Apenas levemente baseado em eventos da sua vida, afirma Gerwig, mas com um cunho pessoal muito próprio e sentido. É palpável a sua paixão em subverter o próprio ódio à sua terra natal de Sacramento; em relatar os dramas da adolescência, do ano decisivo na vida de quem está prestes a tornar-se adulto; e, acima de tudo, em explorar o que une e o que separa mães e filhas. E Gerwig consegue um exercício de equilíbrio perfeito entre todas as vertentes dramáticas da sua fita, culminando numa sugestão sensível do que terá sido a sua existência no início deste século, através da figura de Christine.
Mas palavras e atitudes não fazem uma personagem sem uma atriz à altura, e diga-se: este é o mais completo papel de Ronan até à data. Ronan já tinha impressionado a Academia ao ponto de ser nomeada por Expiação (2007) e Brooklyn (2015), e, em verdade, dificilmente será esta a sua vez de subir ao palco. Mas nem por isso é menos brilhante. Ela faz-nos acreditar em Christine, transporta-nos para os seus “quês” e complexidades pessoais e próprios da idade; é também espantoso ver o quanto cresceu enquanto atriz, e saber o longo caminho que ainda tem pela frente.

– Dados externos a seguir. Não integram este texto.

PR #162, opened 2026-04-13
feat(spec): scope tags on MemoryEntry + match_scope helper

prakashUXtech:
First foundational primitive for the RBAC/ABAC layer described in the fleet vision. \`MemoryEntry\` gains an optional \`scope: list[str]\` field; \`Soul.recall\` accepts an optional \`scopes=\` kwarg; a standalone \`match_scope\` helper centralises hierarchical glob matching so every retrieval path uses the same logic once paw-runtime adopts it in PR-B.

Move 5 PR-A. Three follow-ups: PR-B (Fabric + Pocket scope + policy engine in pocketpaw), PR-C (scope chip UI), PR-D (E2E enforcement test).

### \`spec/memory.py\`
- New \`scope: list[str]\` field on \`MemoryEntry\`. Default empty list = "no scope assigned, visible to anyone." Round-trips through \`model_dump\` cleanly.

### \`spec/scope.py\` (new)
- \`match_scope(entity_scopes, allowed_scopes)\` — boolean OR over cartesian; empty either side passes through (back-compat for pre-scope memories AND callers without a scope filter). Hierarchical glob: \`org:sales:*\` matches \`org:sales:leads\` and \`org:sales:deals\`, \`*\` matches everything.
- \`normalise_scopes(scopes)\` — strip + lowercase + dedupe, drops empty + non-string entries.

### \`runtime/types.py\`
- Same \`scope\` field on the runtime \`MemoryEntry\` so producers can attach scope at remember-time once PR-B lands. Spec and runtime entries diverge on tier-related fields but share the scope shape exactly.

### \`runtime/soul.py\`
- \`Soul.recall\` accepts \`scopes: list[str] | None\`. Empty/None preserves existing behaviour. When set, results are filtered after scoring — underlying retrieval order is unchanged. Filter pulls scope via \`getattr\` so spec-only test doubles keep working.

## Test plan

- [x] 18 new tests in \`tests/test_scope_tags.py\` covering: exact match, no-overlap denial, hierarchical glob, segment-boundary rejection, star wildcard, both-empty back-compat, multiple-scope OR, unknown-pattern denial, normalise round-trip, default empty list, serialization round-trip, recall back-compat, recall+scopes filtering unscoped vs scoped, runtime entry scope round-trip.
- [x] \`pytest tests/\` — 2123 passed (was 2117), 0 failed
- [x] \`ruff check\` — clean

## Design contract

The match semantics are designed to be **fail-open for back-compat, fail-closed once scope is set**:
- Memory with no scope → visible to any caller (pre-scope memories aren't broken).
- Caller with no scope filter → sees everything (unchanged retrieval).
- Memory WITH scope + caller WITH scope → only matching entries surface.

This means rolling out scopes is incremental: tag the memories that need protection, leave the rest unscoped, and only callers that explicitly pass \`scopes=\` get filtering.

## Context

Design referenced in the fleet platform brainstorm — \`scope\` is one of the three lean primitives (along with RetrievalTrace from Move 4 and Soul Templates in Move 6) that compose into the Sarah-the-VP-Sales scenario.

### DIFF
--- a/src/soul_protocol/runtime/soul.py
+++ b/src/soul_protocol/runtime/soul.py
@@ -763,9 +763,22 @@ class Soul:
         requester_id: str | None = None,
         bond_strength: float | None = None,
         bond_threshold: float = 30.0,
+        progressive: bool = False,
+        scopes: list[str] | None = None,
     ) -> list[MemoryEntry]:
-        """Soul recalls relevant memories with visibility filtering."""
-        effective_bond = bond_strength if bond_strength is not None else self._identity.bond.bond_strength
+        """Soul recalls relevant memories with visibility + scope filtering.
+
+        ``scopes`` applies hierarchical RBAC/ABAC matching. When omitted (or
+        empty) the caller sees everything they would otherwise see — back-compat
+        for pre-scope memories and consumers that do not need RBAC. When
+        present, only memories whose own ``scope`` list intersects with the
+        caller's ``scopes`` (via :func:`soul_protocol.spec.match_scope`) are
+        returned. Filtering happens after scoring so the underlying recall
+        order is unchanged.
+        """
+        effective_bond = (
+            bond_strength if bond_strength is not None else self._identity.bond.bond_strength
+        )
         results = await self._memory.recall(
             query=query,
             limit=limit,
@@ -775,6 +788,13 @@ class Soul:
             bond_strength=effective_bond,
             bond_threshold=bond_threshold,
         )
+        if scopes:
+            from soul_protocol.spec.scope import match_scope
+
+            results = [
+                entry for entry in results
+                if match_scope(getattr(entry, "scope", None), scopes)
+            ]
         if not results:
             logger.debug("Recall returned no results: query_len=%d", len(query))
         return results
--- a/src/soul_protocol/runtime/types.py
+++ b/src/soul_protocol/runtime/types.py
@@ -276,6 +276,15 @@ class MemoryEntry(BaseModel):
     # v0.4.0 — Contradiction detection
     superseded: bool = False  # True when a newer memory contradicts this one
     visibility: MemoryVisibility = MemoryVisibility.BONDED
+    # F2 archival memory — marks episodic memories that have been archived
+    archived: bool = False  # True when memory has been compressed into a ConversationArchive
+    # F1 progressive disclosure — runtime-only marker, never persisted
+    is_summarized: bool = False  # Runtime marker: True when content replaced with abstract
+    # Move 5 PR-A — RBAC/ABAC scope tags. Empty list = no scope assigned
+    # (visible to any caller). Hierarchical glob: "org:sales:*" matches
+    # "org:sales:leads". Filtered at retrieval time before results reach
+    # the LLM.
+    scope: list[str] = Field(default_factory=list)
 
 
 class CoreMemory(BaseModel):
--- a/src/soul_protocol/spec/__init__.py
+++ b/src/soul_protocol/spec/__init__.py
@@ -49,6 +49,7 @@ from .decisions import (
 from .journal import ACTION_NAMESPACES, Actor, DataRef, EventEntry
 from .manifest import Manifest
 from .memory import DictMemoryStore, Interaction, MemoryEntry, MemoryStore, MemoryVisibility, Participant
+from .scope import match_scope, normalise_scopes
 from .template import SoulTemplate
 from .learning import LearningEvent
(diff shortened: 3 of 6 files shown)


prakashUXtech (commented):
## Review — feat(spec): scope tags on MemoryEntry + match_scope helper

**Verdict: Blockers to resolve before merge.** The core design is sound — fail-open semantics for back-compat are the right default for a field being rolled out incrementally. But two issues need to settle before this goes into the wild in `.soul` files: an ambiguous grammar edge case in `match_scope` and a missing normalization call on the `scopes=` kwarg at the recall layer.

---

### What's good

The fail-open / fail-closed contract is well-specified and tested:
- Memory without scope: always visible (back-compat for all existing souls).
- Caller without scope filter: sees everything (unchanged retrieval for code that doesn't opt in).
- Memory + caller both scoped: intersection decides.

This is the only design that lets you roll out scope tagging incrementally without a flag day. The decision is correct and the test suite proves each branch.

`normalise_scopes` is the right utility to ship alongside the grammar. Centralized lowercasing and deduplication prevents the most common tag divergence (casing mismatches between producer and consumer).

---

### Findings

**1 — Blocker: `match_scope` in `soul.recall` applies to the raw caller-supplied list, not the normalized form.**

`runtime/soul.py`, the scope filter added by this PR:

```python
if scopes:
    from soul_protocol.spec.scope import match_scope
    results = [
        entry for entry in results
        if match_scope(getattr(entry, "scope", None), scopes)
    ]
```

`normalise_scopes` is exported but never called here. A caller passing `["Org:Sales:*"]` will fail to match memories tagged `["org:sales:leads"]` because `match_scope` is case-sensitive by design (the docstring says so), but `normalise_scopes` lowercases inputs. The two utilities exist in the same module and are meant to work together — if the recall path does not normalize the caller's scopes before matching, the guarantee in the PR description ("Comparison is case-sensitive — scope tags are namespaced ASCII identifiers") is correct for the helper in isolation but misleading for callers who read the PR and expect case-insensitive matching at the recall layer.

Fix:

```python
if scopes:
    from soul_protocol.spec.scope import match_scope, normalise_scopes
    normalised = normalise_scopes(scopes)
    results = [
        entry for entry in results
        if match_scope(getattr(entry, "scope", None), normalised)
    ]
```

Alternatively, document clearly in `recall`'s docstring that scope tags are matched case-sensitively and callers must normalize before passing. Given that the PR adds `normalise_scopes` to the public spec API, the first option is cleaner.

**2 — Protocol-stability concern: `match_scope("org:sales", ["org:sales:*"])` returns True — but is that intended?**

`spec/scope.py`, `_granted`:

```python
if allowed.endswith(":*"):
    prefix = allowed[:-2]
    return entity == prefix or entity.startswith(prefix + ":")
```

The `entity == prefix` branch means `org:sales` is granted by `org:sales:*`. The test suite explicitly validates this (`test_glob_matches_exact_prefix`: "The bare prefix itself is included"). This is a reasonable choice but it needs to be locked in the spec docstring because it has non-obvious access control consequences: a memory tagged `org:sales` (the parent scope) is visible to anyone holding `org:sales:*` (a child wildcard). In most RBAC systems the inverse is true — holding a child scope doesn't grant the parent.

This is not a bug given the current tests, but before souls with these tags are in the wild, confirm intentionality and add a sentence to the `match_scope` docstring: "A wildcard `org:sales:*` also grants access to the bare prefix `org:sales`." That way future maintainers don't silently revert it assuming it's a bug.

---

### Test gaps

The recall filtering tests manipulate `soul._memory._semantic._facts` directly to inject scoped entries. That's fine for now, but there's no test for the normalization gap (point 1 above) — adding a case where the caller passes mixed-case scopes and checking that recall returns the right entries would catch any future regression when the fix lands.

Also missing: what happens when a memory's `scope` list contains an entry that was stored before `normalise_scopes` existed — i.e., stored as `"Org:Sales:*"` (capitalized). The `getattr(entry, "scope", None)` path in recall passes the raw stored value to `match_scope` without normalization. If memories can be written with un-normalized scopes (nothing prevents it at store time today), recall can silently drop results that should match. Worth a test and a call to normalize both sides.

---

### Nit

`spec/scope.py` documents that comparison is case-sensitive, but `normalise_scopes` lowercases. The two are inconsistent if only one side is normalized. The docstring on `match_scope` should say "both sides should be normalized via `normalise_scopes` before calling" rather than leaving this as implicit convention.

---

**Targets `main` — should be against `dev`. Given the RBAC implications of this primitive, confirm target branch before merge.**

PR #163, opened 2026-04-13
feat(templates): bundled role archetypes + load_template + soul template CLI

prakashUXtech:
Adds the role-template library that lets a non-technical operator create a domain-specific soul without authoring OCEAN traits or core memories from scratch. Four bundled archetypes ship with the package; \`SoulFactory.load_template()\` reads any YAML/JSON file so custom templates live anywhere.

Move 6 PR-A. PR-B adds the picker UI in paw-enterprise.

### \`src/soul_protocol/templates/\` (new)
- **arrow.yaml** — sales companion. High conscientiousness, moderate extraversion, low neuroticism. Default scope \`org:sales:*\`. Recommended tools: \`instinct_propose\`, \`instinct_corrections\`, \`fabric_query\`, \`kb_search\`.
- **flash.yaml** — content companion. High openness + agreeableness for tone matching. Scope \`org:marketing:*\`.
- **cyborg.yaml** — recruiting companion. Very low neuroticism for interview cadence reliability. Scope \`org:hr:recruiting\`.
- **analyst.yaml** — research companion. Explicit citation discipline. Scope \`org:research:*\`.
- \`__init__.py\` exports \`BUNDLED_TEMPLATES\`, \`template_path(name)\`, \`list_bundled()\` so paw-runtime + the CLI agree on naming.

### \`src/soul_protocol/runtime/templates.py\`
- \`SoulFactory.load_template(path)\` — YAML + JSON loader, extension-driven.
- \`SoulFactory.load_bundled(name)\` — shorthand for the bundled set.
- \`SoulFactory.get(name)\` — accessor for registered templates.

### CLI
- \`soul template list\` — every bundled template with archetype + first three skills.
- \`soul template show <name>\` — raw YAML for one.
- \`soul create --template <name> [--name X] [--dir .soul] [--format dir|zip]\` — instantiates a soul from a bundled template.

### \`pyproject.toml\`
- Force-include the templates directory so YAML files ship in the wheel.

## Test plan

- [x] 16 new tests in \`tests/test_bundled_templates.py\` covering bundled inventory contracts (every named template loads + validates, OCEAN values 0-1, default scope on Arrow, recommended tools on Cyborg, every template ships with at least one skill), YAML + JSON loaders, missing-file behaviour, end-to-end Soul instantiation, helpers.
- [x] Existing \`test_soul_templates.py\` (33 tests covering \`from_template\` + \`batch_spawn\` + registry) untouched
- [x] \`pytest tests/\` — 2121 passed
- [x] \`ruff check\` — clean

## Pairs with

- soul-protocol [#162](https://github.com/qbtrix/soul-protocol/pull/162) — scope tags (templates carry a recommended \`default_scope\` in metadata)
- PR-B (paw-enterprise) — picker UI for the agent + pocket creation flows

### DIFF
--- a/pyproject.toml
+++ b/pyproject.toml
@@ -84,6 +84,9 @@ Issues = "https://github.com/qbtrix/soul-protocol/issues"
 [tool.hatch.build.targets.wheel]
 packages = ["src/soul_protocol"]
 
+[tool.hatch.build.targets.wheel.force-include]
+"src/soul_protocol/templates" = "soul_protocol/templates"
+
 [tool.pytest.ini_options]
 asyncio_mode = "auto"
 testpaths = ["tests"]
--- a/src/soul_protocol/cli/main.py
+++ b/src/soul_protocol/cli/main.py
@@ -674,6 +674,104 @@ def list():
     asyncio.run(_list())
 
 
+@cli.group()
+def template():
+    """Browse and instantiate bundled role templates (Move 6)."""
+
+
+@template.command("list")
+def template_list():
+    """Show every bundled template (Arrow, Flash, Cyborg, Analyst, ...)."""
+    from soul_protocol.templates import list_bundled
+
+    names = list_bundled()
+    if not names:
+        console.print("[dim]No bundled templates installed[/dim]")
+        return
+
+    table = Table(title="Bundled Soul Templates", border_style="blue")
+    table.add_column("Name", style="cyan")
+    table.add_column("Archetype")
+    table.add_column("Skills")
+
+    from soul_protocol.runtime.templates import SoulFactory
+
+    for name in sorted(names):
+        try:
+            tmpl = SoulFactory.load_bundled(name)
+            table.add_row(
+                tmpl.name,
+                tmpl.archetype,
+                ", ".join(tmpl.skills[:3]) + ("..." if len(tmpl.skills) > 3 else ""),
+            )
+        except Exception as exc:
+            table.add_row(name, "[red]load error[/red]", str(exc))
+
+    console.print(table)
+
+
+@template.command("show")
+@click.argument("name")
+def template_show(name):
+    """Print the YAML for a single bundled template."""
+    from soul_protocol.templates import template_path
+
+    p = template_path(name)
+    if not p.exists():
+        console.print(f"[red]No bundled template named '{name}'[/red]")
+        raise SystemExit(1)
+    console.print(p.read_text(encoding="utf-8"))
+
+
+@cli.command("create")
+@click.option("--template", "template_name", required=True, help="Bundled template name")
+@click.option("--name", help="Override the soul name")
+@click.option(
+    "--dir",
+    "soul_dir",
+    default=".soul",
+    help="Directory to write the new soul to (default: .soul)",
+)
+@click.option(
+    "--format",
+    "soul_format",
+    type=click.Choice(["dir", "zip"], case_sensitive=False),
+    default="dir",
+    help="Storage format",
+)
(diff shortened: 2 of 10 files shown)


prakashUXtech (commented):
## Review — feat(templates): bundled role archetypes + load_template + soul template CLI

**Verdict: LGTM with one minor issue and a nit on error handling.** The template library is well-constructed. YAML files ship with the wheel via the `force-include` fix, the loader is extension-driven with a clear error when PyYAML is absent, the CLI commands are discoverable and idempotent, and the 16 new tests cover the contracts that matter most (every bundled template loads and validates, OCEAN values in range, missing file raises).

---

### What's good

The `force-include` entry in `pyproject.toml` is the right fix for shipping YAML data files with a wheel — this is the exact problem that silently breaks template loading in installed packages.

`load_bundled` using `template_path(name)` from the `templates` package keeps the naming contract in one place. `list_bundled()` reading from disk rather than `BUNDLED_TEMPLATES` is the right choice — it means a user who drops a custom YAML into the package directory automatically shows up in `soul template list`.

The `soul create` command is clean: no collision with the existing `birth` or `init` commands. The path handling (writing to `--dir` as a zip vs. directory depending on `--format`) is consistent with the existing export behavior.

---

### Findings

**1 — Minor: `create_from_template` returns 1 on unknown template but the exit path may swallow it.**

`cli/main.py`, the `create_from_template` function:

```python
async def _go():
    try:
        tmpl = SoulFactory.load_bundled(template_name)
    except FileNotFoundError:
        console.print(f"[red]Unknown template: {template_name}[/red]")
        ...
        return 1
    ...
    return 0

raise SystemExit(asyncio.run(_go()) or 0)
```

`asyncio.run(_go()) or 0` — if `_go()` returns `1`, `1 or 0` evaluates to `1`, so `SystemExit(1)` is raised correctly. But if `_go()` returns `None` (which it would if an unexpected exception propagates past the `try/except`), `None or 0` evaluates to `0` and the command exits clean on failure. The existing pattern in this file uses bare `asyncio.run()` without the `or 0` guard. Wrapping in an explicit `if` makes the contract clearer and doesn't change behavior for the happy path:

```python
raise SystemExit(asyncio.run(_go()))
```

**2 — Nit: `default_scope` lives in `metadata` (untyped dict) rather than a typed field.**

The template YAML files carry `metadata.default_scope` and `metadata.recommended_tools`. These are consumed by the CLI and tests via `tmpl.metadata.get("default_scope", [])`. Because `SoulTemplate.metadata` is `dict[str, Any]`, there's no validation that `default_scope` is a list of strings or that `recommended_tools` is a list of tool names. A misspelled key in a custom template fails silently at load time and only surfaces when paw-runtime tries to apply the scope.

This is a v1 tradeoff that's acceptable today, but it should be tracked. As the `default_scope` field is directly connected to the scope grammar from PR #162, consider promoting it to a typed field on `SoulTemplate` in a follow-up:

```python
default_scope: list[str] = Field(default_factory=list)
recommended_tools: list[str] = Field(default_factory=list)
```

That would let paw-runtime read `tmpl.default_scope` instead of `tmpl.metadata.get("default_scope", [])` and get Pydantic validation for free.

---

### Test gaps

No test for `soul template show` with an unknown name. The command does a `p.exists()` check and calls `raise SystemExit(1)` — a quick CLI runner test would lock the exit code contract. Also no test for the `--format zip` branch of `soul create` (the directory branch is covered implicitly by `test_from_template_creates_soul_with_archetype`). Both are minor and fine to add in PR-B.

---

**Targets `main` — confirm whether `dev` is the intended merge target before landing.**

E quanto a Marion, que dizer de Metcalf? Numa das grandes performances secundárias do ano, a atriz – também nomeada ao Óscar – não está aí para o excesso melodramático. É o pequeno sentimentalismo quotidiano que carrega, a satisfação e as dores de duas décadas com dois filhos a encargo, a tocante naturalidade com que se expressa.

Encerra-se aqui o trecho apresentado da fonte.